(Beginning of DATA SUPPLIED)

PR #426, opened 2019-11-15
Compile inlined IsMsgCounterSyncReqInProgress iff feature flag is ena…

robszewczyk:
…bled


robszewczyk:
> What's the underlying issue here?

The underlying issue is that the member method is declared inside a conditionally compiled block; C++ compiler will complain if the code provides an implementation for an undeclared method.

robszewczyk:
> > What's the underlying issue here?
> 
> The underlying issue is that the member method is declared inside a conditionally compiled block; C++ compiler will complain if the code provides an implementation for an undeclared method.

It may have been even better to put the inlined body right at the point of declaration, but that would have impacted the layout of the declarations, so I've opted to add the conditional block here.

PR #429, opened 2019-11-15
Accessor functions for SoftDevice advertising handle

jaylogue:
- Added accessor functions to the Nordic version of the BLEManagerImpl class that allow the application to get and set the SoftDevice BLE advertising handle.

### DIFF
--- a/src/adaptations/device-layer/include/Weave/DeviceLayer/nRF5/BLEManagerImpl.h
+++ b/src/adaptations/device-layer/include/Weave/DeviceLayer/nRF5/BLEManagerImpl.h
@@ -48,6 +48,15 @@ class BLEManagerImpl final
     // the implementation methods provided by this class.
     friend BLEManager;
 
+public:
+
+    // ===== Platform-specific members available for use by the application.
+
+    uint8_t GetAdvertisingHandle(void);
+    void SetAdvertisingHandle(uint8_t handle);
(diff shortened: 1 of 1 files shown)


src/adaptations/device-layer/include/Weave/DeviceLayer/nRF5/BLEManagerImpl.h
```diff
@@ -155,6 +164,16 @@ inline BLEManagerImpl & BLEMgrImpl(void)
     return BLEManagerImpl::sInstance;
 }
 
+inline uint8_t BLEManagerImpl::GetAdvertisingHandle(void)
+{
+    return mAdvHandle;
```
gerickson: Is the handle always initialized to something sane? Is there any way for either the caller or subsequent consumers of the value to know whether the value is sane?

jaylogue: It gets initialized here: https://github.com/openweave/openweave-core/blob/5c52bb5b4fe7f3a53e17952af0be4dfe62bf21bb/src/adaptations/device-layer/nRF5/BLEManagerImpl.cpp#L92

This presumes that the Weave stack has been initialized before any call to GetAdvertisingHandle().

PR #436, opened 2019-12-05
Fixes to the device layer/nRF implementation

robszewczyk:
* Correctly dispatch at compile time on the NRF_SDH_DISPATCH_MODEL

(End of DATA SUPPLIED)

▶ [TASK STATEMENT]: Write out, word for word, the line that contains "PR #436, opened 2019-12-05" and every line after it through the last line of the listing.

▶ [TASK OUTPUT]:
PR #436, opened 2019-12-05
Fixes to the device layer/nRF implementation

robszewczyk:
* Correctly dispatch at compile time on the NRF_SDH_DISPATCH_MODEL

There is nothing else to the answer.